Monday, March 22, 2010
Feeling The Crazy Creep Back
So is it normal to get a little spun when jumping on the ttc coaster? I think it just might. I strongly suspect it is best to just show up that way. And don't even get me started on what happens while pregnant.
But if you know me at all or even have read much of this blog you mine is a somewhat specific kind of crazy. the c-section crazy. I really thought i had made peace with it. I guess the phrase a great study in 80's did not help. But honestly i need to own this crazy as all my own. Hearing possible did not help, but let's be honest here i probably would be making these calls anyways. Now i know a yes might be doable. so far i am at 2 no's. One group after the calls while pregnant last time i have no desire to call at all. They are a big group and that does limit my nearer options. A yes would not even necessarily guarantee a go with a new doc. i need to clear a bit of air with mine. They are excellent and my first choice to go with again. Hmm maybe i'll try to hang with it and stick out till 9 cm's dialated?? Yeah right Kevin will so forcibly drag me in before that happens.
As i was sharing today in bible study it is sad how quickly they come back.
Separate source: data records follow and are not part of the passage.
PR #6027, opened 2023-08-29
Facing::UP now required to extinguish cake candle

### LINKED ISSUE #5983: Cake with candle should only be able to be extinguished by clicking the top face
### Issue description
Candles on cakes can currently be extinguished by clicking any face with an empty hand. This is problematic because it differs from the client's expectation, causing rollbacks.

This is a headache to fix due to requiring a rework of CandleTrait.

1. Click side of candle cake with empty hand
2. Notice glitchy block updates

### OS and versions

* PocketMine-MP: 5.4.2
* PHP: 8.2.8

Rorkh:
## Introduction
Fixed wrong cake with candle behavior that cake candle can be extinguished by clicking on faces other than top face.

I'm not good with codebase but I think code changes that I did isn't bad. Although issue author said that this issue is problematic to fix and I didn't found and problems fixing what can indicate that I'm very bad with codebase and dumb, I consider myself not dumb and I claim I fixed the problem in the best way possible. I did the facing check in CakeWithCandle.php because it's only cake relevant problem and this check shouldn't be done on any other candle extinguish because candles on blocks that isn't a cake can be extenguished from any face by clicking on candle.

### Relevant issues
* Fixes #5983

### Behavioural changes
Behavior of cake candle was changed

## Tests
1. Place cake
2. Place candle on cake
3. Click on face other than top face
4. Confirm cake candle can't be extinguished that way
5. Click on top face
6. Cake candle extinguished!

I swear I did this tests in-game and they are real.

### DIFF
--- a/src/block/CakeWithCandle.php
+++ b/src/block/CakeWithCandle.php
@@ -52,7 +52,7 @@ class CakeWithCandle extends BaseCake{
 	}
 
 	public function onInteract(Item $item, int $face, Vector3 $clickVector, ?Player $player = null, array &$returnedItems = []) : bool{
-		if($this->onInteractCandle($item, $face, $clickVector, $player, $returnedItems)){
+		if($face === Facing::UP && $this->onInteractCandle($item, $face, $clickVector, $player, $returnedItems)){
 			return true;
 		}
 


ShockedPlot7560:
I think you can light the candle by clicking anywhere on the cake, but you can only extinguish it by touching the candle (top side). Right?

Rorkh:
now I understand it's all. truly a pain.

Really guard which doors you open. Because this is one door i wish i could shut. but i am not even sure exactly why it was opened/created. i know some and really wish i could spare others this torment. But i also know that as other stressors pop in my life this one roars back. Sometimes like a familar little safety valve and others as a way to cripple me. My refusal to lay down this time and let fear steal the precious from me i am sure is strongly linked to why it popped back. and i need to remind myself that it is only a moment, don't get me wrong major surgery then being sent home with a tiny human to care for sucks. But it does not make me less. So often we are mislead into believeing that things make us less. And that is often not true at all. So this lie i am trying to banish from my thought closet. I will instead focus on the fact that i like being a mom and do a pretty decent job of it.
And i will dwell strongly on Philippians 4:13 "I can do all thing through him who strengthens me." and also know that God will take evil and make good from it. Maybe the real test this time is to truly begin to forgive myself for past bad choices. Because then maybe it really won't matter or hurt so much.